走るナースプラクティショナー ~診断も治療もできる資格を持ち診療所の他に診療移動車に乗って街を走り診療しています~

カナダ、BC州でメンタルヘルス、薬物依存、ホームレス、貧困層の方々を診療しています。登場人物は全て仮名です。

自分の最期を考える

2019年12月14日 | 仕事

製薬会社の人と話をしていて、横道にそれた話題。

その方のお母様が亡くなられた。悪性の脳腫瘍と診断されてから13ヶ月後の事だったという。彼は言う。辛くて長い13ヶ月だったと。なんでもお母様はもともとMAiDに興味を持っていた方。MAiDは医療者による自殺幇助。カナダは合法化され、この道を選んだ方は少なくありません。

悪性の脳腫瘍と診断された時、手術をするかMAiDを選ぶか迷った末に手術を選んだ。術後のお母様はまるで別人で意思の疎通も出来なくなった。そうなってからは自己の意思決定ができないのでMAiDの対象にはならず、その方を始め家族はこの方法を選んだのは正しかったのか、と疑問視していた。なのでお母様がなくなった今、その苦痛から解放されてホッとしたとも言う。しかし後悔は残っているそうだ。

私は看護師のキャリアを脳神経外科から始めたし緩和ケアは長く専門にしていたので、この方が話していらっしゃる事はよーくわかります。

1つだけ言えるのは、迷った末でもその決定を下したのがお母様なのであれば、全てがお母様の意思で、家族としてサポートしてきたのだから、結果として辛い思いをしても正しい選択だった、という事。

「決定を下したのがお母様なのであれば」と書きました。個人の意思決定は個人のものですが家族が介入したり影響を与える事もあります。例えばお母様はMAiDを選んだが子供たちが泣き叫び生きて欲しいと懇願する間に母親の決意が変わる、とか。これはよく起こる事です。良い方向へ行った時は良いですが、悪い方向へ行った時には、その後悔は測りきれないものでしょう。
また自分で決められないからあなたが決めてちょうだい、なんて人がいるのも事実です(MAiDはこれでは施行できませんが他の意思決定は動く場合もあります)。だから周りに影響されず、自分の意思で医療をどうしたいか決める事は残された家族の負担を減らす事にもなります。

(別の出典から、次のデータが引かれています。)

Issue #142, opened 2015-11-03
Incorrect results of matrix multiplication and matrix concatenation of Nd4j library


beomyeol:
We are using `0.0.3.5.5.5` version of [ND4J](http://nd4j.org/) library for matrix operations. However, I found that matrix multiplication results are incorrect when getting one of operands via `getRow()` method of `INDArray`. `getRow()` method is essential for batch processing.
In addition, the concatenation operation of matrices produces incorrect results of which shapes are wrong. In model partitioning, the concatenation operation is necessary.

With the latest version `0.4-rc3.5` of ND4J, the above issues seem to be fixed. But, multiplication results are still incorrect, which makes `NerualNetworkTest` fail. Although we have watched the updates of ND4J library for more than 2 months, the accuracy problem of matrix multiplication has not been fixed yet.

We may use workarounds for these. But it will make our codes complicated. Thus, we should consider the replacement of ND4J library with other stable, reliable, and faster BLAS libraries such as [JBLAS](http://http://jblas.org/) and [netlib-java](https://github.com/fommil/netlib-java).

bgchun:
+1 on using JBLAS and netlib-java.


On Tue, Nov 3, 2015 at 4:59 PM, Beomyeol Jeon <notifications@github.com>
wrote:

> We are using 0.0.3.5.5.5 version of ND4J <http://nd4j.org/> library for
> matrix operations. However, I found that matrix multiplication results are
> incorrect when getting one of operands via getRow() method of INDArray.
> getRow() method is essential for batch processing.
> In addition, the concatenation operation of matrices produces incorrect
> results of which shapes are wrong. In model partitioning, the concatenation
> operation is necessary.
>
> With the latest version 0.4-rc3.5 of ND4J, the above issues seem to be
> fixed. But, multiplication results are still incorrect, which makes
> NerualNetworkTest fail. Although we have watched the updates of ND4J
> library for more than 2 months, the accuracy problem of matrix
> multiplication has not been fixed yet.
>
> We may use workarounds for these. But it will make our codes complicated.
> Thus, we should consider the replacement of ND4J library with other stable,
> reliable, and faster BLAS libraries such as JBLAS
> <http://http://jblas.org/> and netlib-java
> <https://github.com/fommil/netlib-java>.
>
> —
> Reply to this email directly or view it on GitHub
> <https://github.com/cmssnu/dolphin/issues/142>.
>



-- 
Byung-Gon Chun

[...]

PR #143, opened 2015-11-10
Introduce a new Matrix interface and implementation based on JBLAS

beomyeol:
Since `Nd4j` has several problem as mentioned in #142, this pull request introduces a new `Matrix` interface that supports `float` data type and will replace `Nd4j` library, and an implementation based on [jblas](http://jblas.org/).
The interface of `Matrix` is motivated by jblas's `FloatMatrix`, but does not have all methods of `FloatMatrix`. We can add methods which have not been implemented later if needed. 
In addition, this pull request also introduces `Function` interface for activation functions and `MatrixUtils`, a utility class for `Matrix`.
The implementation of a sigmoid function is included in this PR and other implementations such as ReLU, Softmax, Tanh will be added later. `MatrixUtils` provides functions for comparison and `readNumpy()` for loading matrix data from Numpy-compatible plain text files.

### DIFF
--- a/dolphin-dnn/src/main/java/edu/snu/dolphin/dnn/blas/Matrix.java
+++ b/dolphin-dnn/src/main/java/edu/snu/dolphin/dnn/blas/Matrix.java
@@ -33,47 +33,47 @@ public interface Matrix {
   /**
    * Returns a element specified by the given index (linear indexing).
    */
-  float get(final int i);
+  float get(int i);
 
   /**
    * Returns elements specified by the linear indices.
    */
-  Matrix get(final int[] indices);
+  Matrix get(int[] indices);
 
   /**
    * Returns a element specified by the row and column indices.
    */
-  float get(final int rowIndex, final int columnIndex);
+  float get(int rowIndex, int columnIndex);
 
   /**
    * Sets a matrix element (linear indexing).
    */
-  Matrix put(final int i, final float v);
+  Matrix put(int i, float v);
 
   /**
    * Sets a matrix element.
    */
-  Matrix put(final int rowIndex, final int columnIndex, final float v);
+  Matrix put(int rowIndex, int columnIndex, float v);
 
   /**
    * Sets a column with the given column vector.
    */
-  void putColumn(final int i, Matrix v);
+  void putColumn(int i, Matrix v);
 
   /**
    * Sets a row with the given row vector.
    */
-  void putRow(final int i, Matrix v);
+  void putRow(int i, Matrix v);
 
   /**
    * Returns a copy of a column.
    */
-  Matrix getColumn(final int i);
+  Matrix getColumn(int i);
 
   /**
    * Returns a copy of a row.
    */
-  Matrix getRow(final int i);
+  Matrix getRow(int i);
 
   /**
    * Returns total number of elements.
@@ -93,13 +93,13 @@ public interface Matrix {
   /**
    * Sets all elements to the specified value.
    */
-  Matrix fill(final float v);
+  Matrix fill(float v);
 
   /**
    * Reshapes the matrix.
    * The number of elements must not change.
    */
-  Matrix reshape(final int newRows, final int newColumns);
+  Matrix reshape(int newRows, int newColumns);
 
   /**
    * Returns a string representation of this matrix.
@@ -116,7 +116,7 @@ public interface Matrix {
    * @param m a source matrix
    * @return a source matrix {@code m}
    */
-  Matrix copy(final Matrix m);
+  Matrix copy(Matrix m);
 
   /**
    * @return a duplicate of this matrix.
@@ -134,212 +134,212 @@ public interface Matrix {
   /**
    * Adds a scalar.
    */
-  Matrix add(final float v);
+  Matrix add(float v);
 
   /**
    * Adds a scalar (in place).
    */
-  Matrix addi(final float v);
+  Matrix addi(float v);
 
   /**
    * Adds a matrix.
    */
-  Matrix add(final Matrix m);
+  Matrix add(Matrix m);
 
   /**
    * Adds a matrix (in place).
    */
-  Matrix addi(final Matrix m);
+  Matrix addi(Matrix m);
 
   /**
    * Adds a vector to all columns of the matrix.
    */
-  Matrix addColumnVector(final Matrix v);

このような事から、人生の最後をどう過ごしたいか?考えるチャンスは大切です。人間は生まれて来たからには必ず死にますからね。避けられる事ではありません。そして決めた事は家族に伝えておきましょう。そうする事で最期に家族間で意見が割れしたりする事がありませんから、これもまた一つ、家族の負担を減らす事になるのです。

昔と違い医療が発展したおかげで選択肢は増えました。医者任せや息子に決めてもらえるほど決定事項がシンプルな時代ではありません。家族のために自分の最期を考えてみませんか?